Strengths and limitations

This study incorporated the most contemporary metadata available, and employed only a RE model to generate the reported pooled estimates accounting for the statistical heterogeneity seen in the outcomes. By applying meta-regression techniques, we were able to identify these biases within the literature regarding overall survival from index shunt surgery, and still demonstrate a medial expected survival within the third postoperative month.
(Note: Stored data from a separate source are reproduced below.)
Issue #1536, opened 2022-10-22
Disable "show more" button for CodeSnippet


j-tai:
There should be a way to disable the "show more" button in a multiline `CodeSnippet`, and just let it be scrollable.

Setting the prop `showMoreLess={false}` has no effect.

PR #1917, opened 2024-02-24
fix(code-snippet): `showMoreLess={false}` should hide button 

metonym:
Fixes https://github.com/carbon-design-system/carbon-components-svelte/issues/1536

There are limitations to our study. The first is given the lack of consensual indications for CSF diversion between studies and practice, it is likely that not all patients treated within one cohort would have satisfied criteria for treatment of the others. Similarly, the selection and use of VPS versus LPS was study dependent. Further, it is unclear if any utilized antibiotic-impregnated catheters in this setting which may impacted these revision and infection results further [32]. This clinical heterogeneity limits the generalizability of our results, summarized by the significant P-heterogeneity seen in our pooled outcomes. The second limitation is that the absence of individual patient-level data, the provided cohort-level data precludes more granular analyses. For example, the nature of LMD, not all patients were treated with CSF diversion at the same time of their disease course. As such, the optimal timing for diversion cannot be determined based on our study. Another example is if particular hydrocephalus presentations, such as symptoms compatible with more niche diagnoses such as normal pressure hydrocephalus, respond better to CSF diversion than others. More individual patient-level data is needed. Finally, the indications for CSF diversion, as well as patient and family preferences, cannot be affirmed retrospectively in the included studies. Quality of life metrics in the future will be needed to quantitate the utility of CSF diversion in the setting of this dismal diagnosis.

Conclusion

CSF diversion by means of either VPS or LPS confers the majority of LMD patients symptomatic relief when presenting with symptoms of hydrocephalus. There is a low incidence of shunt revision, and survival at this stage is typically within months after the index shunt surgery. We showed that based on the current metadata, CSF diversion choice by either VPS or LPS does not significantly impact prognosis of LMD. The utility of this from a palliative medicine perspective is not well understood. Understanding more about how improved comfort measures can benefit patients, families and clinical teams will be better inform the appropriate indications and expectations for CSF diversion in the future.